**TO DO**
From the data below, report how many lines contain the word "announced", giving the number and nothing else.

**RECORD EXCERPTS**
PR #552, opened 2019-05-31
Recover panics when processing client requests

Gilthoniel:
This makes sure that a handler panic will be recovered so that a
meaningful error message can be sent back instead of an empty error.

Fixes dedis/cothority#1934


processor_test.go
```diff
@@ -215,6 +215,19 @@ func TestProcessor_ProcessClientRequest(t *testing.T) {
 	}
 }
 
+// Test that the panic will be recovered and announced with crashing the server.
```
jeffallen:
```suggestion
// Test that the panic will be recovered and announced without crashing the server.
```

PR #556, opened 2019-06-12
Added AddUserInterestingGoroutine() for AfterTest

cgrigis:
Performing tests in some environments sometimes leads to leaked goroutines, which are not easy to fix without modifying an external component. Such a situation came up when integrating the Go Ethereum code into an OmniLedger contract: the Ethereum code starts goroutines to perform some caching of transactions, and it never bothers to terminate them.
As a consequence, `AfterTest()` in `log/testutil` rightfully complains about these leaking goroutines and fails the test. Sometimes one can get away with using `bct.local.Check = onet.CheckNone`, but that is not ideal.

In order to avoid polluting the "known interesting goroutines" in `log/testutil`, this PR adds a function that allows to register specific goroutines to be ignored by `AfterTest()`.

### DIFF
--- a/log/testutil.go
+++ b/log/testutil.go
@@ -31,9 +31,6 @@ func interestingGoroutines() (gs []string) {
 			strings.Contains(stack, "runtime.MHeap_Scavenger") ||
 			strings.Contains(stack, "graceful") ||
 			strings.Contains(stack, "sigqueue") ||
-			strings.Contains(stack, "stackimpact-go/internal") ||
-			// stackimpact uses persistent http client conns
-			strings.Contains(stack, "created by net/http.(*Transport).dialConn") ||
 			strings.Contains(stack, "log.MainTest") ||
 			matchesUserUninterestingGoroutine(stack) {
 			continue
--- a/log/testutil.go
+++ b/log/testutil.go
@@ -34,13 +34,40 @@ func interestingGoroutines() (gs []string) {
 			strings.Contains(stack, "stackimpact-go/internal") ||
 			// stackimpact uses persistent http client conns
 			strings.Contains(stack, "created by net/http.(*Transport).dialConn") ||
-			strings.Contains(stack, "log.MainTest") {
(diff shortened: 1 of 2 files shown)


log/testutil.go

**TASK ANSWER**
2